Segment Open

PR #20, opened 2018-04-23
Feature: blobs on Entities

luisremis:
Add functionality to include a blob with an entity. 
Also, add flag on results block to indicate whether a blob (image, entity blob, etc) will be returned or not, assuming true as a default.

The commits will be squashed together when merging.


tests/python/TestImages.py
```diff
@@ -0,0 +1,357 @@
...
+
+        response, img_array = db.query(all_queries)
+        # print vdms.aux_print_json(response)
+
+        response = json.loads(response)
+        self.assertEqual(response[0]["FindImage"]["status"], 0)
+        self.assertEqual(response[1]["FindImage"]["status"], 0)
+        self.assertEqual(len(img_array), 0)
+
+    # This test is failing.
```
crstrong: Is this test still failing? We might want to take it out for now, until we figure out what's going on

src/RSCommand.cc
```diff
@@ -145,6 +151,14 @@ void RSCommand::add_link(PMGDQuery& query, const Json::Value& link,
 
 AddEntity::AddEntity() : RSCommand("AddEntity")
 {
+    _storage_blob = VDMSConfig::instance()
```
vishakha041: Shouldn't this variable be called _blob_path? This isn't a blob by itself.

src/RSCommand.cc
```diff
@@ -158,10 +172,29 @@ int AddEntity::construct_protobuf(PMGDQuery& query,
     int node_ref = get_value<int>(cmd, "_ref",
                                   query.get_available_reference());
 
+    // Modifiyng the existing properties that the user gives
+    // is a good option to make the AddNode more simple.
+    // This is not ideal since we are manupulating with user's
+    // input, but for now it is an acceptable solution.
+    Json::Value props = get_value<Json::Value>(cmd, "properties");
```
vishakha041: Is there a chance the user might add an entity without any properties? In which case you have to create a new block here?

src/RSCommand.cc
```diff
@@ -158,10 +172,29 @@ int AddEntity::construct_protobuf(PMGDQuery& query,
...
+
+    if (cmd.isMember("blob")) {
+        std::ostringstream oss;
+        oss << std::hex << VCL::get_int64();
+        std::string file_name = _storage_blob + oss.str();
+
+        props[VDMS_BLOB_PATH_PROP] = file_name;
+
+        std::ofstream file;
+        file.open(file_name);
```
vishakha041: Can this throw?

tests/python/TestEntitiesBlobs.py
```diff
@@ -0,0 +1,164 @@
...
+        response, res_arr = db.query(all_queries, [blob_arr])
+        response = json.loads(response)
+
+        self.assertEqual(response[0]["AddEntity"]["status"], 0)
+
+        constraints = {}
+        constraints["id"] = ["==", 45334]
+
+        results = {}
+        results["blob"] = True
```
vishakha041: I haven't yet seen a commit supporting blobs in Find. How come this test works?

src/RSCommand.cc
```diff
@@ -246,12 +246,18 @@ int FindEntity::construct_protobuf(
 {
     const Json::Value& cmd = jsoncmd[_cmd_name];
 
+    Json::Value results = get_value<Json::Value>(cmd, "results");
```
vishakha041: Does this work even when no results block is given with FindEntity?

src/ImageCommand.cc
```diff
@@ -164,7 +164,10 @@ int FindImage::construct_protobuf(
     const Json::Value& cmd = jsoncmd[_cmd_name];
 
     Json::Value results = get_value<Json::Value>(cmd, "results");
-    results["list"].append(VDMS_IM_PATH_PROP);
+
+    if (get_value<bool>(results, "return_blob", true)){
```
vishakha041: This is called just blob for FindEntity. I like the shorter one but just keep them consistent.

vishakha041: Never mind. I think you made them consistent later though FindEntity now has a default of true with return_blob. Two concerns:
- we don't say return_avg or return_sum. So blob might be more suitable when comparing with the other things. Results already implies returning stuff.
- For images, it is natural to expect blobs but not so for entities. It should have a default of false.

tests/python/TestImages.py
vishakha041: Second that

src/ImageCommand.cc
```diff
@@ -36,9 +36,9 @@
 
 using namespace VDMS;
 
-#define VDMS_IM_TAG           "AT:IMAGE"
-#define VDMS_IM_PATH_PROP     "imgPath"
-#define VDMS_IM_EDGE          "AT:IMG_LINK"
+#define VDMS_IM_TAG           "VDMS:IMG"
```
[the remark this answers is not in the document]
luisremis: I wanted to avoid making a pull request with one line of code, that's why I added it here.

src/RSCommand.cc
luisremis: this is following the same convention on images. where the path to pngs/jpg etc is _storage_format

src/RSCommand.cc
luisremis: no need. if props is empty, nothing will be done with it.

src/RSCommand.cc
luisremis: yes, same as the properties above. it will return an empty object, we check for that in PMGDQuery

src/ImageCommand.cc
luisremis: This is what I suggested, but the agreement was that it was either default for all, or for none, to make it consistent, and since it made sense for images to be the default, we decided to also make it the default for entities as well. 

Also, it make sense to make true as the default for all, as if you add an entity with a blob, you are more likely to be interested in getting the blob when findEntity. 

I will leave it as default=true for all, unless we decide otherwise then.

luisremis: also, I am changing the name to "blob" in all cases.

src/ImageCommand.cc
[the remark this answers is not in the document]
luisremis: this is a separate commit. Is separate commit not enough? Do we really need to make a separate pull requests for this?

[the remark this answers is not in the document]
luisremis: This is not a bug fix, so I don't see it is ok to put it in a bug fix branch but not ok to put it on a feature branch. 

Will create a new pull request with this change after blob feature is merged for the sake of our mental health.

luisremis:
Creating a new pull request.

Segment Closed

◆ What you are asked to do:
Copy every record above exactly as it is.

◆ Solution to this problem:
PR #20, opened 2018-04-23
Feature: blobs on Entities

luisremis:
Add functionality to include a blob with an entity. 
Also, add flag on results block to indicate whether a blob (image, entity blob, etc) will be returned or not, assuming true as a default.

The commits will be squashed together when merging.


tests/python/TestImages.py
```diff
@@ -0,0 +1,357 @@
...
+
+        response, img_array = db.query(all_queries)
+        # print vdms.aux_print_json(response)
+
+        response = json.loads(response)
+        self.assertEqual(response[0]["FindImage"]["status"], 0)
+        self.assertEqual(response[1]["FindImage"]["status"], 0)
+        self.assertEqual(len(img_array), 0)
+
+    # This test is failing.
```
crstrong: Is this test still failing? We might want to take it out for now, until we figure out what's going on

src/RSCommand.cc
```diff
@@ -145,6 +151,14 @@ void RSCommand::add_link(PMGDQuery& query, const Json::Value& link,
 
 AddEntity::AddEntity() : RSCommand("AddEntity")
 {
+    _storage_blob = VDMSConfig::instance()
```
vishakha041: Shouldn't this variable be called _blob_path? This isn't a blob by itself.

src/RSCommand.cc
```diff
@@ -158,10 +172,29 @@ int AddEntity::construct_protobuf(PMGDQuery& query,
     int node_ref = get_value<int>(cmd, "_ref",
                                   query.get_available_reference());
 
+    // Modifiyng the existing properties that the user gives
+    // is a good option to make the AddNode more simple.
+    // This is not ideal since we are manupulating with user's
+    // input, but for now it is an acceptable solution.
+    Json::Value props = get_value<Json::Value>(cmd, "properties");
```
vishakha041: Is there a chance the user might add an entity without any properties? In which case you have to create a new block here?

src/RSCommand.cc
```diff
@@ -158,10 +172,29 @@ int AddEntity::construct_protobuf(PMGDQuery& query,
...
+
+    if (cmd.isMember("blob")) {
+        std::ostringstream oss;
+        oss << std::hex << VCL::get_int64();
+        std::string file_name = _storage_blob + oss.str();
+
+        props[VDMS_BLOB_PATH_PROP] = file_name;
+
+        std::ofstream file;
+        file.open(file_name);
```
vishakha041: Can this throw?

tests/python/TestEntitiesBlobs.py
```diff
@@ -0,0 +1,164 @@
...
+        response, res_arr = db.query(all_queries, [blob_arr])
+        response = json.loads(response)
+
+        self.assertEqual(response[0]["AddEntity"]["status"], 0)
+
+        constraints = {}
+        constraints["id"] = ["==", 45334]
+
+        results = {}
+        results["blob"] = True
```
vishakha041: I haven't yet seen a commit supporting blobs in Find. How come this test works?

src/RSCommand.cc
```diff
@@ -246,12 +246,18 @@ int FindEntity::construct_protobuf(
 {
     const Json::Value& cmd = jsoncmd[_cmd_name];
 
+    Json::Value results = get_value<Json::Value>(cmd, "results");
```
vishakha041: Does this work even when no results block is given with FindEntity?

src/ImageCommand.cc
```diff
@@ -164,7 +164,10 @@ int FindImage::construct_protobuf(
     const Json::Value& cmd = jsoncmd[_cmd_name];
 
     Json::Value results = get_value<Json::Value>(cmd, "results");
-    results["list"].append(VDMS_IM_PATH_PROP);
+
+    if (get_value<bool>(results, "return_blob", true)){
```
vishakha041: This is called just blob for FindEntity. I like the shorter one but just keep them consistent.

vishakha041: Never mind. I think you made them consistent later though FindEntity now has a default of true with return_blob. Two concerns:
- we don't say return_avg or return_sum. So blob might be more suitable when comparing with the other things. Results already implies returning stuff.
- For images, it is natural to expect blobs but not so for entities. It should have a default of false.

tests/python/TestImages.py
vishakha041: Second that

src/ImageCommand.cc
```diff
@@ -36,9 +36,9 @@
 
 using namespace VDMS;
 
-#define VDMS_IM_TAG           "AT:IMAGE"
-#define VDMS_IM_PATH_PROP     "imgPath"
-#define VDMS_IM_EDGE          "AT:IMG_LINK"
+#define VDMS_IM_TAG           "VDMS:IMG"
```
[the remark this answers is not in the document]
luisremis: I wanted to avoid making a pull request with one line of code, that's why I added it here.

src/RSCommand.cc
luisremis: this is following the same convention on images. where the path to pngs/jpg etc is _storage_format

src/RSCommand.cc
luisremis: no need. if props is empty, nothing will be done with it.

src/RSCommand.cc
luisremis: yes, same as the properties above. it will return an empty object, we check for that in PMGDQuery

src/ImageCommand.cc
luisremis: This is what I suggested, but the agreement was that it was either default for all, or for none, to make it consistent, and since it made sense for images to be the default, we decided to also make it the default for entities as well. 

Also, it make sense to make true as the default for all, as if you add an entity with a blob, you are more likely to be interested in getting the blob when findEntity. 

I will leave it as default=true for all, unless we decide otherwise then.

luisremis: also, I am changing the name to "blob" in all cases.

src/ImageCommand.cc
[the remark this answers is not in the document]
luisremis: this is a separate commit. Is separate commit not enough? Do we really need to make a separate pull requests for this?

[the remark this answers is not in the document]
luisremis: This is not a bug fix, so I don't see it is ok to put it in a bug fix branch but not ok to put it on a feature branch. 

Will create a new pull request with this change after blob feature is merged for the sake of our mental health.

luisremis:
Creating a new pull request.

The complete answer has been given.